Five Strangers, One Perfect Elvis Shirt
The "I Love New York" shirt has been dead longer than any of us have been online. It ran its course—spawn, clone, ironic inversion, finally landfill—sometime before the end of the nineties, then crawled back out of the souvenir bin. Taylin Elisa Yasmin from Montreal somehow makes the thing look good again at 18, which is either a tribute to her or evidence that context is everything, and I genuinely can’t tell which.
Sebastien Taberlet is a 22-year-old fashion designer from Paris, which means he’s professionally obligated to be dressed well at all times. He delivers: red Vans, H&M trousers so tight they function as documentation, a Zara jacket. The Elvis shirt, though—that’s the real question. Where did he find it, and is there another one somewhere, because I need it in my life immediately.
New York operates in a different fashion timezone. While the rest of us are still deciding what to wear in October, Manhattan has moved on to the exhibitionist wars: show what there is to show, uncover what there is to uncover, keep going until law enforcement weighs in. As a tourist I’d recommend watching rather than participating, unless you have a good sprint in you.

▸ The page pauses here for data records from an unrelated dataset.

PR #1706, opened 2017-10-14
Squiz/NonExecutableCode: fix undefined index during live coding reviews

jrfnl:
First fix in a series to fix the issues found.

Error encountered: `Undefined index: scope_closer in phpcs/src/Standards/Squiz/Sniffs/PHP/NonExecutableCodeSniff.php on line 238`

Error occurs when an unfinished function or OO structure is encountered.

While looking at the code, I saw three more minor improvements which I have included in this PR:
* Account for modern PHP OO structures.
    The sniff is designed to skip over declarations, but only accounted for functions, classes and interfaces.
    This has been updated to include closures, traits and anonymous classes.
* Add the semi-colon to the ignore list for reporting.
    In this context a 'lone' semi-colon is most often encountered at the end of a closure or anonymous class, so this might as well be skipped over.
* The sniff can thrown two or more errors on the same line when several "exit" commands have been found above the line.
    I've adjusted the error message to also report on the line where the "exit" command was encountered to make it easier to fix/debug these type of errors.

Includes unit tests.

To reproduce/test: take the updated unit test file and just run the original sniff over it.


jrfnl:

PR #1708, opened 2017-10-14
Generic/DisallowLongArray: fix undefined index when running fixer

jrfnl:
Third fix in a series to fix the issues found.

Error encountered: `Undefined index:  in phpcs/src/Fixer.php on line 524`

Error occurred when due to, for instance, a git merge conflict artifact, the array closer has not been determined.

Includes unit tests.

One of the already existing unit tests results has been adjusted. a found `array` keyword without parentheses was previously being fixed to short array syntax.
However, as this is "unfinished" code, it could just as easily have been the start of an array function call like `array_merge()`, making this a risky fix.

For this case as well as the new case, the error will still be reported, but the fixer will no longer run for these.

To reproduce/test: take the updated unit test file and just run the original sniff over it.


jrfnl:

PR #1710, opened 2017-10-15
Squiz/InlineComment: fix fixer conflict when comment found at end of function

### LINKED ISSUE #1709: Squiz: fixer conflict for inline comment at end of function
Given this snippet:
```php
$a = function ()
{
    // body
};
```

There is a fixer conflict between the `Squiz.Commenting.InlineComment` sniff and the `Squiz.WhiteSpace.FunctionClosingBraceSpace` sniff.

* The first demands no blank line beneath an inline comment.
* The second demands a blank line at the end of a function.

Working up a PR to fix this now.

jrfnl:
Fourth fix in a series to fix the issues found.

When an inline comment is found at the end of a function, removing a blank line after it conflicts with the `Squiz.WhiteSpace.FunctionClosingBraceSpace` sniff which demands a blank line at the end of a function.

To reproduce the issue, run (against `master`):
`phpcbf -p -s --standard=Squiz ./src/Standards/Squiz/Tests/Commenting/InlineCommentUnitTest.inc -vv`

I have chosen to fix this by adding a specific error code for that situation and excluding that error code from the `Squiz` ruleset.

This way, the backward-compatibility break for other standards using the `Squiz.Commenting.InlineComment` sniff will be smallest.
Only if a standard explicitly in/excluded the `Squiz.Commenting.InlineComment.SpacingAfter` errorcode will this have any effect on them.

The unit tests already contain a test covering this. As the errorcode is excluded via the ruleset, the results of the unit tests do not change.

Fixes #1709

### DIFF
--- a/src/Standards/Squiz/Sniffs/Commenting/InlineCommentSniff.php
+++ b/src/Standards/Squiz/Sniffs/Commenting/InlineCommentSniff.php
@@ -292,6 +292,19 @@ class InlineCommentSniff implements Sniff
                 return;
             }
 
+            $errorCode = 'SpacingAfter';
+
+            if (isset($tokens[$stackPtr]['conditions']) === true) {
+                $type         = end($tokens[$stackPtr]['conditions']);
+                $conditionPtr = key($tokens[$stackPtr]['conditions']);
+
+                if (in_array($type, [T_FUNCTION, T_CLOSURE], true) === true
+                    && $tokens[$conditionPtr]['scope_closer'] === $next
+                ) {
+                    $errorCode = 'SpacingAfterAtFunctionEnd';
+                }
+            }
+
             for ($i = ($stackPtr + 1); $i < $phpcsFile->numTokens; $i++) {
                 if ($tokens[$i]['line'] === ($tokens[$stackPtr]['line'] + 1)) {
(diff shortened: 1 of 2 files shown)


jrfnl:

jrfnl:
Rebased (again) for merge conflicts...

gsherwood:
Your solution seems like a good one to me as well. Thanks for this.

jrfnl:
You're welcome :smiley: 

FYI: I'm just now doing a new fixer conflict run to see where we're at.

Initial findings:
* The fixer conflict for 1 particular test file seems to have been fixed along the way.
* 6 files with new fixer conflicts.... these may well all be related to one sniff, but I haven't dug that deep yet. I wouldn't be surprised if it has to do with the new PHPCS annotations, but need to have a detailed look to be sure.

Current status based on running `phpcbf` for each standard against all test case files:
* **PSR1**: -- does not contain sniffs with fixers.
* **PSR2**: **3** test case files result in fixer conflicts
* **PEAR**: **9** test case files result in fixer conflicts
* **Squiz**: **41** test case files result in fixer conflicts
* **Zend**: **3** test case files result in fixer conflicts

(MySource can not be tested as the ruleset includes and exclude pattern for the test directory)

PR #1813 will solve five of these.

PR #1714, opened 2017-10-15
PEAR/FunctionDeclaration: fix fixer conflict in handling of unfinished closures

jrfnl:
Seventh fix in a series to fix the issues found.

Closures - both JS as well as in PHP - have their own token, but only if the structure is finished.
For live coding/parse errors, the structure will be identified as `T_FUNCTION`.

This caused a fixer conflict within the `PEAR.Functions.FunctionDeclaration` sniff and by extension in the `Squiz.Functions.MultiLineFunctionDeclaration` sniff, between the `SpaceAfterFunction` and the `SpaceBeforeOpenParen` error codes.

Unfinished closures can be distinguished from functions by checking for the `scope_opener` having been set.

Includes unit tests.


gsherwood:
Thanks

PR #1707, opened 2017-10-14
Zend/ValidVariableName: fix undefined index error when exception is encountered

jrfnl:
Came across this error when running fixer conflict checks for the various standards. (See https://github.com/squizlabs/PHP_CodeSniffer/pull/1645#issuecomment-336314794 )
Second fix in a series to fix the issues found.

Error encountered: `Undefined index: scope in phpcs/src/Standards/Zend/Sniffs/NamingConventions/ValidVariableNameSniff.php on line 142`

Error occurred when a variable was encountered in an interface.

Includes unit test

PR #1715, opened 2017-10-15
Tests: Add unit tests for the `File::getMemberProperties()` method

jrfnl:
Adds dedicated unit tests for the `File::getMemberProperties()` method.

Also minor documentation update for the method itself.

Related to #1707

-----

### Updated

I realized after I'd pulled it that I'd forgotten to add the new tests to the `tests/Core/AllTests.php` file. 

Once I added them, a bug with PHP4 `var $property` type declarations started showing.
I fixed that in a separate commit.

I also realized that the tests didn't yet cover "_group property declarations_". While these aren't very common in most PHP projects, they are supported by the language and therefore should be correctly handled by the `File::getMemberProperties()` method.

Once I added the additional unit tests, it became clear that _group property declarations_ which included value definitions were not (yet) supported by the method, so that has been fixed in an additional separate commit.

### DIFF
--- a/package.xml
+++ b/package.xml
@@ -136,6 +136,8 @@ http://pear.php.net/dtd/package-2.0.xsd">
       <file baseinstalldir="" name="FindExtendedClassNameTest.php" role="test" />
       <file baseinstalldir="" name="FindImplementedInterfaceNamesTest.inc" role="test" />
       <file baseinstalldir="" name="FindImplementedInterfaceNamesTest.php" role="test" />
+      <file baseinstalldir="" name="GetMemberPropertiesTest.inc" role="test" />
+      <file baseinstalldir="" name="GetMemberPropertiesTest.php" role="test" />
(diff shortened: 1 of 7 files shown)


jrfnl:

gsherwood:
Thanks for those tests, and the fix.

gsherwood:
Just noticed that this broke detection of member vars that are commented, like this:
```php
class TestClass
{
    /**
     * Comment goes here.
     *
     * @var array
     */
    private static $_foo = [];
}
```
Looks to be due to the change to looking for the start of the statement and then stopping once we get to docblock opening tags. I'll add some more tests and put in a fix. Looks to be an easy one.

jrfnl:
@gsherwood Sorry about that. Your fix looks totally sensible to me and at the very least there are now unit tests to safeguard this in the future :sunglasses:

Romina is 15, from Düsseldorf, wearing Chucks and a ponytail. Her style is every teenage blogger in 2010, and there’s something in the way she looks at the camera—pure delight, completely un-self-conscious—that’s more interesting than any outfit. She just looks happy to be in the picture. That’s rarer than it sounds.
And then there’s Clark and Jennifer, deep in some pharmaceutical territory, wearing neon and Pokémon iconography and apparently doing fine. Drugs and raves and the specific delusion that a Pikachu-adjacent costume constitutes an aesthetic statement aren’t new—Hipster Runoff documented the entire species extensively—but every generation rediscovers it, takes one great photograph, and then goes home to stare at the ceiling until Thursday. Some traditions endure.